Лешке скрутили руки, привезли к крутояру. Он спустился под берег, стал звать Марию.

Возвращение его было слишком быстрым, Мария заподозрила неладное, долго не откликалась. Только заслышав сердитый окрик Ванюхи Соврикова: «Ну, долго ты, борщонок, будешь ныть?» — она узнала голос его, кинулась к выходу, вынырнула на поверхность.

Ванюха кубарем скатился со скалы, радостно облапил ее, мокрую с ног до головы.

— Жива! Жива! Жива! — твердил он без конца.

Партизаны один за другим тоже сошли вниз. Вынесли из пещеры Петра Самсоновича, отыскали затопленный под сушиной пулемет. И хотя лент к нему не было, их еще предстояло где-то отбить у беляков, трофей показался партизанам таким бесценным, что от радости на время забыли, какая страшная трагедия разыгралась после того, как был захвачен Иваном этот пулемет.

Мария развязала руки Лешке. Он вылез наверх, помахал рукой на прощание, улыбнулся как-то совсем по-детски. Такой ребячьей улыбка показалась, наверное, потому, что у него не хватало теперь двух зубов, выбитых братцем.

23

Марию партизаны доставили к Потаповне. Коммунар же, несмотря на ранение, не захотел отстать от партизан, уехал с ними. Он серьезно опасался, как бы в самом деле Коська Кривопятый не прибрал к рукам отряд Ивана.

Опухоль с поврежденного глаза Марии Потаповна согнала примочками уже на третий день. Осмотрела его.

— Чудо, касатка! Зрачок испорчен самую малость. Вилка-то, знать, скользнула по глазу и в кость уперлась. Не горюй, сохраню тебе глаз, даже видеть им будешь.

Рассосался под глазом синяк, исчезла боль. Пора бы и к партизанам уходить. Но от нервного напряжения или от простуды (все же в пещере на камне не тепло было лежать в мокрой одежде) у Марии все тело покрылось зудящими лишаями. Поневоле пришлось задержаться у Потаповны.

— Ничего, и с этой хворью справимся, — пообещала старуха.

Она утром и вечером стала делать Марии ванны. Поставили в куть большую кадку из-под солонины, нагревали в русской печи воду, запаривали в кадке корни смородины и шиповника, луковую шелуху, листья мать-мачехи и еще чего-то. Мария сидела по горло в густом настое и вылазила вся красная, распаренная.

Потаповне было под семьдесят.
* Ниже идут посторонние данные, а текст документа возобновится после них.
PR #244, opened 2026-09-02
ci: reduce PR validation cost

### LINKED ISSUE #171: ci: reduce PR validation cost
PR CI is doing too much exhaustive validation on every commit. The goal should be a much faster edit → push → feedback loop, while keeping full validation on `main`.

Reduce PR CI aggressively:

- keep a small required PR gate: `fmt`, `deny`, `clippy`, normal workspace tests
- remove duplicated clippy work from `kernel-parity`
- move `bench-smoke` off PRs to `main` or scheduled runs
- move portable/full-backend/kernel deep validation to `main`, or gate it only on relevant paths/features
- avoid rebuilding the same Rust/native dependency graph across multiple PR jobs where possible
- only after duplicate work is removed, evaluate workspace caching / sccache

Do not optimize for preserving every current PR lane. Optimize for the shortest useful failure signal. Exhaustive validation still belongs on `main`; it does not need to block every intermediate commit.

#168 fixes CI coverage for stacked PRs. This issue is about making the CI that now runs substantially cheaper and faster.

gosunuts:
Closes #171

## Summary

- Keep the PR gate limited to `fmt`, pure-Rust `clippy`, workspace tests, and
  `deny`.
- Exclude the kernel-default binary, consensus, and node packages from the PR
  workspace pass; check their pure-Rust feature surfaces separately.
- Move full-node, benchmark, kernel-parity, and portable validation to
  `main.yml`, triggered only by `main` pushes or manual dispatch.
- Remove duplicated clippy work from `kernel-parity`.
- Preserve stacked pull-request coverage and PR cancellation semantics.

## Validation

- Python/PyYAML workflow parse passed.
- `cargo fmt --all -- --check` passed.
- PR clippy commands passed in WSL without a C++ kernel build.
- PR test commands passed in WSL for workspace, consensus, node, binary, and
  RPC targets.
- `git diff --check` passed.
- `cargo-deny` was unavailable locally because it is not installed in the WSL
  environment.

### DIFF
--- a/.github/workflows/ci.yml
+++ b/.github/workflows/ci.yml
@@ -23,20 +23,19 @@ concurrency:
   group: ci-${{ github.workflow }}-${{ github.event_name == 'pull_request' && github.ref || github.run_id }}
   cancel-in-progress: ${{ github.event_name == 'pull_request' }}
 
+# Fast PR gate: fmt, pure-Rust clippy/tests, and dependency checks. Full-node,
+# kernel, benchmark, and portable validation run in `main.yml` on main only.
 env:
   CARGO_TERM_COLOR: never
   RUST_BACKTRACE: 1
   CARGO_INCREMENTAL: 0
-  # Full-node production feature set: all four storage backends plus the
-  # bitcoinkernel script-verification engine (the kernel is the default build).
-  FULL_NODE_FEATURES: "rocksdb,fjall,redb,mdbx,kernel"
 
 jobs:
   fmt:
     runs-on: ubuntu-latest
     steps:
-      - uses: actions/checkout@v4
-      - uses: dtolnay/rust-toolchain@1.95.0
+      - uses: actions/checkout@11d5960a326750d5838078e36cf38b85af677262 # v4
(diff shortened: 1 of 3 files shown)


gosunuts (commented):
Overall this is a good implementation of #171. The split between a fast PR gate and deeper `main` validation is much cleaner, and the current PR run confirms the intended feedback loop is now substantially cheaper.

One thing I would fix before merging: the new `.github/workflows/main.yml` should set explicit token permissions, e.g.:

```yaml
permissions:
  contents: read
```

The workflow only needs repository contents, and CodeQL is already flagging the missing permissions block. This is worth addressing rather than leaving the workflow on repository-default `GITHUB_TOKEN` permissions.

One non-blocking point to make explicit: PR clippy no longer uses `--all-targets`, so some test/example/bench-target lint coverage is intentionally deferred to the deeper `main` lanes. That trade-off is consistent with #171, but it would be good to document that this is deliberate.

Aside from that, the direction looks right: this removes duplicated/native-heavy PR work instead of adding more CI lanes, while retaining exhaustive validation after merge.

Но старуха сохранила удивительную силу и выносливость. Она, не сгибаясь, носила на коромысле ведра с водой от ручья, легко вытаскивала из печи пудовые чугуны, хотя ростом похвастаться не могла и выглядела отнюдь не богатыршей: сморщенная, высохшая до черноты. А проворство, поди ж ты, как у молодой!

К Марии тоже стала возвращаться сила. В избе она помогала Потаповне во всем. Однако за двери старуха ее не выпускала. Заимка стояла в лесу, и не часто здесь появлялись посторонние люди, но Потаповна все равно остерегалась: не ровен час, заметит Марию недобрый глаз.

А спала Мария в печке. Печь у смолокура была необыкновенная. Зимой на заимке в добрые времена останавливались артели мужиков, приезжавших валить лес. И Потаповна на всю артель пекла хлеб, варила в чугунах и глиняных горшках щи и кашу. Поэтому печь сложили громадную. И служила она не только для приготовления пищи. По субботам, когда лесорубы уезжали домой, Исаич и Потаповна мылись в печке, как в бане. Они переселились из Вологодчины, а там заведено было мыться в хорошо прогретой русской печке.

Мария залазила в широкое чело, подстилала под себя дерюжку, а на шесток под голову клала подушку. Старуха уверяла, что спать в печке Марии необходимо для здоровья.